*** Opening of Supplied material ***

PR #1537, opened 2026-07-08
obs(admission): pprof label + per-phase histograms on Admit

gfyrag:
## Summary

Instrument the admission path to let us pinpoint the remaining
serialization behind the 155k tx/s TPS ceiling. Two additions:

1. **pprof label `component=admission.http` on `handleBulk`** — the HTTP
   handler goroutine is now tagged so Pyroscope (CPU, block/delay,
   mutex) can attribute admission cost separately from the FSM pipeline
   goroutines (`applier.main`, `applier.decoder`, `applier.committer`).
   Labels propagate to any child goroutine.

2. **Three new histograms** decomposing `Admit`'s pre-Build phase:
   - `admission.resolve_batch.duration` — signature verify + trusted
     ApplyBatch unmarshal
   - `admission.orders_preparation.duration` — `requestsToOrders` +
     `extractPreloadNeeds`
   - `admission.scripts.duration` — `resolveScriptsAndEnrichNeeds`

## Motivation

Perf work on the FSM pipeline (decode prefetch #1533, parallel merge
[closed], commitCh buffer [closed]) all landed cleanly but didn't move
TPS past 155k. Block/delay profiling implicated the admission path, but
current observability is coarse: only `command.duration` (total) plus
two out of five phases (`preload`, `propose`, `fsm_wait`) are
histogrammed. The three earlier phases live only in tracer spans, which
don't aggregate.

After this PR, `admission.command.duration` is fully decomposable in
Grafana — you can see which phase eats the 220ms observed per-request.

## Safety

- New histograms are noop when `admissionMetrics` is disabled (default).
- `pprof.SetGoroutineLabels` is stdlib, no external dependency added.
- `admission-metrics` flag remains opt-in (see #1495 for the CRD wiring).

## Test plan

- [x] `go build ./...` clean
- [x] `go test -race ./internal/application/admission/...` clean
- [x] `go test -race ./internal/adapter/http/...` clean
- [ ] Deploy to acme-world-to-bank with `admissionMetrics: true`, verify:
  - Pyroscope shows `component=admission.http` filter working on CPU +
    block/delay profiles
  - Grafana shows the three new histograms populated
  - Sum of per-phase p50s ≈ command.duration p50


internal/adapter/http/handlers_bulk.go
```diff
@@ -13,7 +14,14 @@ import (
 )
 
 // handleBulk handles POST /{ledgerName}/_bulk to create multiple transactions/operations.
+//
+// The handler goroutine is tagged with `component=admission.http` so Pyroscope
+// (CPU / block/delay / mutex profiles) can attribute its cost separately from
+// the FSM pipeline (applier.main, applier.decoder, applier.committer). The
+// label propagates to any child goroutines spawned inside the handler.
 func (s *Server) handleBulk(w http.ResponseWriter, r *http.Request) {
+	pprof.SetGoroutineLabels(pprof.WithLabels(r.Context(), pprof.Labels("component", "admission.http")))
```
NumaryBot: 🟠 **[major] pprof goroutine label leaks across requests on reused connections**

SetGoroutineLabels persists for the lifetime of the goroutine. On HTTP/1 keep-alive connections, the same goroutine may serve subsequent non-bulk requests after the bulk handler returns. Those later requests will be incorrectly attributed to `component=admission.http` in CPU profiles, making profiling data misleading.

**Suggestion:** Use `pprof.Do(ctx, pprof.Labels("component", "admission.http"), func(ctx context.Context) { ... })` to scope the label to the handler's execution, or explicitly restore the previous labels using `pprof.SetGoroutineLabels(previousCtx)` on exit.

internal/application/admission/admission.go
```diff
@@ -310,7 +358,9 @@ func (a *Admission) Admit(ctx context.Context, req *servicepb.ApplyRequest) ([]*
 	// unmarshaled from those bytes — signing the batch authenticates its
 	// composition and ordering, not just individual request content.
 	ctx, sigSpan := tracer.Start(ctx, "admission.verify_signatures")
+	resolveBatchStart := time.Now()
```
NumaryBot, line 486: 🟠 **[major] Per-phase histograms are not aligned with the existing command-duration timer**

The new per-phase histograms (resolve, order, script, etc.) are recorded before `admission.command.duration` begins timing, so dashboards that attempt to decompose total command duration by summing the phase timings will produce sums that exceed the top-level metric rather than explaining it. This breaks the interpretability of both the new and existing metrics.

**Suggestion:** Restructure the timing so that the per-phase histograms are recorded within the same code region that `admission.command.duration` covers, or document clearly that the phase timers include pre-command overhead that is excluded from `command.duration`, and adjust dashboard queries accordingly.

NumaryBot (commented):

Summary: https://github.com/formancehq/ledger/pull/1537#issuecomment-4917130127

internal/adapter/http/handlers_bulk.go
NumaryBot: 🟠 **[major] pprof goroutine label leaks across requests on reused connections**

SetGoroutineLabels persists for the lifetime of the goroutine. On HTTP/1 keep-alive connections, the same goroutine may serve subsequent unrelated requests after the bulk handler returns. Those later requests will be incorrectly attributed to `component=admission.http` in CPU profiles, making profiling data misleading.

**Suggestion:** Use the scoped API: `pprof.Do(ctx, pprof.Labels("component", "admission.http"), func(ctx context.Context) { ... })` to confine the label to the handler's execution, or explicitly restore the previous labels on exit with `pprof.SetGoroutineLabels(previousCtx)`.

internal/application/admission/admission.go
NumaryBot, line 486: 🟠 **[major] Per-phase histograms are not temporally aligned with the existing command-duration timer**

The new per-phase histograms (resolve, order, script, etc.) are recorded before the `admission.command.duration` timer starts. Any dashboard or query that sums the phase durations to decompose total command latency will produce sums that exceed `command.duration` rather than explaining it, breaking the interpretability of both the new and existing metrics.

**Suggestion:** Restructure the code so that per-phase histogram observations are made within the same timing scope as `admission.command.duration`. If a broader window is intentional, document it explicitly and adjust all dashboard queries to account for the difference.

misc/devenv/monitoring-dashboards/jsonnet/lib/metrics.libsonnet
```diff
@@ -25,6 +25,9 @@
     preload_total: 'admission.preload.total',
     preload_keys_needed: 'admission.preload.keys_needed',
     preload_cache_hits: 'admission.preload.cache_hits',
+    resolve_batch_duration: 'admission.resolve_batch.duration',
```
NumaryBot, line 30: 🟠 **[major] Bundled Grafana dashboards not updated to display new per-phase histograms**

The new histogram metric names are added to the registry but no panel in `sections/admission.libsonnet` references them, and the generated dashboard JSON files are unchanged. Operators relying on the checked-in dashboards will not see the new metrics without writing manual PromQL queries, making the observability feature incomplete for the documented Grafana workflow.

**Suggestion:** Add panels for the new phase histograms in `sections/admission.libsonnet` and regenerate the dashboard JSON files to complete the intended observability workflow.

NumaryBot (commented):

Summary: https://github.com/formancehq/ledger/pull/1537#issuecomment-4917130127

internal/adapter/http/handlers_bulk.go
```diff
@@ -15,7 +16,14 @@ import (
 )
 
 // handleBulk handles POST /{ledgerName}/bulk to create multiple transactions/operations.
+//
+// The handler goroutine is tagged with `component=admission.http` so Pyroscope
+// (CPU / block/delay / mutex profiles) can attribute its cost separately from
+// the FSM pipeline (applier.main, applier.decoder, applier.committer). The
+// label propagates to any child goroutines spawned inside the handler.
 func (s *Server) handleBulk(w http.ResponseWriter, r *http.Request) {
+	pprof.SetGoroutineLabels(pprof.WithLabels(r.Context(), pprof.Labels("component", "admission.http")))
```
NumaryBot: 🟠 **[major] pprof goroutine label leaks across requests on reused connections**

SetGoroutineLabels persists for the lifetime of the goroutine. On HTTP/1 keep-alive connections, the same goroutine may serve subsequent unrelated requests after the bulk handler returns. Those later requests will be incorrectly attributed to `component=admission.http` in CPU profiles, making profiling data misleading.

**Suggestion:** Use the scoped API: `pprof.Do(ctx, pprof.Labels("component", "admission.http"), func(ctx context.Context) { ... })` to confine the label to the handler's execution, or explicitly restore the previous labels on exit with `pprof.SetGoroutineLabels(previousCtx)`.

NumaryBot (commented):

Summary: https://github.com/formancehq/ledger/pull/1537#issuecomment-4917130127

gfyrag (commented):
Reviewed the new merge commit (`7a213e146`). No findings.

Scope checked: the release merge keeps the admission phase histograms registered and preserves the `component=admission.http` pprof label on the current bulk handler after the bulk-route changes from `release/v3.0`.

Validation: `GOCACHE=/tmp/go-build-pr1537 go test ./internal/adapter/http/... ./internal/application/admission/... ./internal/infra/monitoring/metrics/...` passed.

NumaryBot (commented):

Summary: https://github.com/formancehq/ledger/pull/1537#issuecomment-4917130127

internal/application/admission/admission.go
```diff
@@ -370,7 +418,9 @@ func (a *Admission) Admit(ctx context.Context, req *servicepb.ApplyRequest) ([]*
...
```
NumaryBot, line 486: 🟠 **[major] Per-phase histograms are not temporally aligned with the existing command-duration timer**

The new per-phase histograms (resolve, order, script, etc.) are recorded before the `admission.command.duration` timer starts. Any dashboard or query that sums the phase durations to decompose total command latency will produce sums that exceed `command.duration` rather than explaining it, breaking the interpretability of both the new and existing metrics.

**Suggestion:** Restructure the code so that per-phase histogram observations are made within the same timing scope as `admission.command.duration`. If a broader window is intentional, document it explicitly and adjust all dashboard queries to account for the difference.

misc/devenv/monitoring-dashboards/jsonnet/lib/metrics.libsonnet
```diff
@@ -27,6 +27,9 @@
     preload_cache_hits: 'admission.preload.cache_hits',
     audit_missing_caller: 'admission.audit.missing_caller',
     audit_caller_subject_empty: 'admission.audit.caller_subject_empty',
+    resolve_batch_duration: 'admission.resolve_batch.duration',
```
NumaryBot, line 30: 🟠 **[major] Bundled Grafana dashboards not updated to display new per-phase histograms**

The new histogram metric names are added to the registry but no panel in `sections/admission.libsonnet` references them, and the generated dashboard JSON files are unchanged. Operators relying on the checked-in dashboards will not see the new metrics without writing manual PromQL queries, making the observability feature incomplete for the documented Grafana workflow.

**Suggestion:** Add panels for the new phase histograms in `sections/admission.libsonnet` and regenerate the dashboard JSON files to complete the intended observability workflow.

gfyrag (commented):
Reviewed the latest head `afdf796861c25f54d7adaa7127e6345c935df302` after the rebase/merge noise.

No blocking findings. The effective PR delta is still the admission/FSM throughput observability work plus the ADR; I filtered out code already present on the updated base. The added admission histograms and HTTP pprof label are outside the FSM apply path and do not weaken the preload/cache invariants.

Checked:
- `go test ./internal/application/admission ./internal/adapter/http`
- `git diff --check origin/release/v3.0...origin/pr/1537`

gfyrag (commented):
Follow-up on the latest NumaryBot review: I rechecked the two inline findings against `afdf796861c25f54d7adaa7127e6345c935df302` and they are valid.

1. The new phase histograms do not currently decompose `admission.command.duration`: `resolve_batch`, `orders_preparation`, and `scripts` are timed before `start := time.Now()` for `command.duration`, so summing the phase histograms can exceed the top-level command duration.

2. The dashboard wiring only adds metric constants in `metrics.libsonnet`; no admission dashboard panel references the new phase histograms yet, so the bundled dashboard path does not expose the new observability data.

I also rechecked the pprof concern from the summary: `pprof.SetGoroutineLabels` is not scoped. On HTTP/1 keep-alive, net/http can reuse the same connection goroutine for a later request, so this label can leak past the current bulk request. The robust shape is to wrap the handler body with `pprof.Do(ctx, labels, func(ctx context.Context) { ... })` or otherwise restore/scope labels and use the labeled context for downstream work.

The targeted tests still pass, but these are observability correctness issues rather than test failures.

internal/adapter/http/handlers_bulk.go
NumaryBot: 🟠 **[major] pprof goroutine label leaks across requests on reused connections**

SetGoroutineLabels persists for the lifetime of the goroutine. On HTTP/1 keep-alive connections, the same goroutine may serve subsequent unrelated requests after the bulk handler returns. Those later requests will be incorrectly attributed to `component=admission.http` in CPU/block/mutex profiles, making profiling data misleading and unreliable.

**Suggestion:** Use the scoped API: `pprof.Do(ctx, pprof.Labels("component", "admission.http"), func(ctx context.Context) { ... })` to confine the label to the handler's execution, or explicitly restore the previous labels on exit with `pprof.SetGoroutineLabels(previousCtx)`.

internal/application/admission/admission.go
NumaryBot, line 486: 🟠 **[major] Per-phase histograms are not temporally aligned with the existing command-duration timer**

The new per-phase histograms (resolve, order, script, etc.) are recorded before the existing `admission.command.duration` timer starts. Any dashboard or query that sums the phase durations to decompose total command latency will produce sums that can exceed `command.duration` rather than explaining it, breaking the interpretability of both the new and existing metrics.

**Suggestion:** Restructure the code so that per-phase histogram observations are made within the same timing scope as `admission.command.duration`. If a broader window is intentional, document it explicitly and adjust all dashboard queries to account for the difference.

misc/devenv/monitoring-dashboards/jsonnet/lib/metrics.libsonnet
NumaryBot, line 30: 🟡 **[minor] Bundled Grafana dashboards not updated to display new per-phase histograms**

The new histogram metric names are added to the registry but no panel in `sections/admission.libsonnet` references them, and the generated dashboard JSON files are unchanged. Operators relying on the checked-in dashboards will not see the new metrics without writing manual PromQL queries, leaving the observability feature incomplete for the standard Grafana workflow.

**Suggestion:** Add panels for the new phase histograms in `sections/admission.libsonnet` and regenerate the dashboard JSON files to complete the intended observability workflow.

NumaryBot (commented):

Summary: https://github.com/formancehq/ledger/pull/1537#issuecomment-4917130127

internal/adapter/http/handlers_bulk.go
```diff
@@ -15,7 +16,23 @@ import (
 )
 
 // handleBulk handles POST /{ledgerName}/bulk to create multiple transactions/operations.
+//
+// The handler body runs under `pprof.Do` with the `component=admission.http`
+// label so Pyroscope (CPU / block/delay / mutex profiles) can attribute its
+// cost separately from the FSM pipeline (applier.main, applier.decoder,
+// applier.committer). The label propagates to any child goroutines spawned
+// inside the handler and — unlike a bare SetGoroutineLabels — is scoped to this
+// call, so it does not leak onto subsequent requests served by the same
```
NumaryBot, line 25: 🟠 **[major] pprof goroutine label leaks across requests on reused connections**

`pprof.SetGoroutineLabels` persists the label for the lifetime of the goroutine. On HTTP/1 keep-alive connections, the same goroutine may serve subsequent unrelated requests after the bulk handler returns. Those later requests will be incorrectly attributed to `component=admission.http` in CPU/block/mutex profiles, making profiling data misleading and unreliable.

**Suggestion:** Use the scoped API: `pprof.Do(ctx, pprof.Labels("component", "admission.http"), func(ctx context.Context) { ... })` to confine the label to the handler's execution, or explicitly restore the previous labels on exit with `pprof.SetGoroutineLabels(previousCtx)`.

internal/application/admission/admission.go
```diff
@@ -369,8 +417,20 @@ func (a *Admission) Admit(ctx context.Context, req *servicepb.ApplyRequest) ([]*
...
+	// so the per-phase histograms (resolve_batch, orders_preparation, scripts,
+	// preload, propose, fsm_future.wait) decompose command.duration rather than
+	// summing to more than it. The defer records on every return path below.
+	start := time.Now()
+	defer func() {
+		a.commandDurationHistogram.Record(ctx, time.Since(start).Microseconds())
+	}()
+
 	ctx, sigSpan := tracer.Start(ctx, "admission.verify_signatures")
+	resolveBatchStart := time.Now()
```
NumaryBot, line 486: 🟠 **[major] Per-phase histograms are not temporally aligned with the existing command-duration timer**

The new per-phase histograms (resolve, order, script, etc.) are recorded before the `admission.command.duration` timer starts. Any dashboard or query that sums the phase durations to decompose total command latency will produce sums that can exceed `command.duration` rather than explaining it, breaking the interpretability of both the new and existing metrics.

**Suggestion:** Restructure the code so that per-phase histogram observations are made within the same timing scope as `admission.command.duration`. If a broader window is intentional, document it explicitly and adjust all dashboard queries to account for the difference.

internal/application/admission/admission.go
```diff
@@ -369,8 +417,20 @@ func (a *Admission) Admit(ctx context.Context, req *servicepb.ApplyRequest) ([]*
 	// bytes and the trusted batch (ordered requests + idempotency key) is
 	// unmarshaled from those bytes — signing the batch authenticates its
 	// composition and ordering, not just individual request content.
+	// commandDurationHistogram measures the full command lifecycle "from Apply
+	// call to future resolution". Start the timer here — the first timed phase —
+	// so the per-phase histograms (resolve_batch, orders_preparation, scripts,
+	// preload, propose, fsm_future.wait) decompose command.duration rather than
+	// summing to more than it. The defer records on every return path below.
+	start := time.Now()
+	defer func() {
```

*** Close of Supplied material ***

Exercise instructions -
Print, exactly as written, the first line of the records above and each line after it until the line with "1. **pprof label", which is printed too.

Exercise response -
PR #1537, opened 2026-07-08
obs(admission): pprof label + per-phase histograms on Admit

gfyrag:
## Summary

Instrument the admission path to let us pinpoint the remaining
serialization behind the 155k tx/s TPS ceiling. Two additions:

1. **pprof label `component=admission.http` on `handleBulk`** — the HTTP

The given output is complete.